Don A. Bukstein, MD: Usually it’s exacerbations, and that’s a huge problem. Because we don’t have a good way to track exacerbations. Right now we track them by asking the patient. That’s as reliable as asking them about albuterol. OK? Not very reliable. So I think that we need a better way to track those bursts of oral steroids they get on the phone or in the ER, or they get called in in the middle of the night. Once we have that, that’s the key. Because the best indicator of future exacerbations, which managed care would love, is past exacerbations. So when we see that pattern of exacerbations, that usually, and a Th2 phenotype, that pushes us to start talking about biologics.
John J. Oppenheimer, MD: And we can really work together by the way, managed care and doctors.
Don A. Bukstein, MD: Yes.
John J. Oppenheimer, MD: I mean you have the data that we need. Number 1, you know how many controller therapies they’re really using. At least filling, how many relievers they’re filling. You also can see the exacerbation rate. If we can work together and identify those patients, it’s going to be cost effective for you to think about biologics in them. But also if they’re not adherent, we’re going to have to figure out new mechanisms to gain their adherence.
Don A. Bukstein, MD: But we need it at the point of service.
John J. Oppenheimer, MD: Yes.
Don A. Bukstein, MD: We can’t have it 3 weeks later in a report of 20 of our patients that may not….
Linda S. Cox, MD, FAAAAI, FACAAI, FACP: Is this helpful?
Don A. Bukstein, MD: You have to work with us, we have to use digital technology in the future. [It is] are going to be built into inhalers, so we can tell if they’re taking the inhaler properly and how many times they took it, where they took it. We need better ways to track those oral steroid bursts. And those things will happen in the digital world.
John J. Oppenheimer, MD: And also, we as physicians have to be partners with you. And that is, sometimes part of being a physician is we want to make people better. And the mistake we’re making is when we see somebody in poor control, if they don’t have the phenotype that’s going to respond to the biologic, we need to feel our pulse and say, “this isn’t going to work for you.”
Don A. Bukstein, MD: Yes.
John J. Oppenheimer, MD: And to put them on an expensive medicine, that we’d make maybe forever, I think we have to really hold off on that.
Louis Christos, RPh: You brought up the good word, switching from your traditional products to the biologics. They’re not switching. This is on top of standard of care.
Peter L. Salgo, MD: Is that right?
Louis Christos, RPh: Yes.
Peter L. Salgo, MD: So you’re not going to decrease the LABA, SABAs [short-acting beta agonists].
Louis Christos, RPh: No, that is the other rationale for initially trying to manage these therapies. This is not intended to replace.

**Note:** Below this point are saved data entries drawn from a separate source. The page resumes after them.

PR #92, opened 2021-04-06
Improve type checking in ternary expression

tonkosi:
This improves use of arrays and literal `0` in ternary expression:

* `condition ? array : pointer` works fine
* `condition ? pointer : 1` fails as expected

John J. Oppenheimer, MD: Although some theorize that these would be cheaper. And as we move off to every 2 and maybe every 6 months in the future, this may be the standard of care in the future.
Louis Christos, RPh: Maybe, in the future, but not at that.
Don A. Bukstein, MD: And it may be that there’s a prevent; if you start these, some of these therapies young enough, there may be a preventive aspect. But I think you hit a real important point. Yours is a great point. When we looked at all the patients, we had over 300 that were on omalizumab, was the only biologic, we found they fell into 3 categories, which made sense after we saw it. And 30% of them, oh wow, they didn’t need any of their medication, they threw them all out, they stopped, they felt great.
Thirty percent of them still needed a fair amount of medication but they decreased, there’s no question there. And 30% of them still needed a fair amount of medication to maintain control. So it’s not always, “Oh my God,” because there’s that bell shaped curve.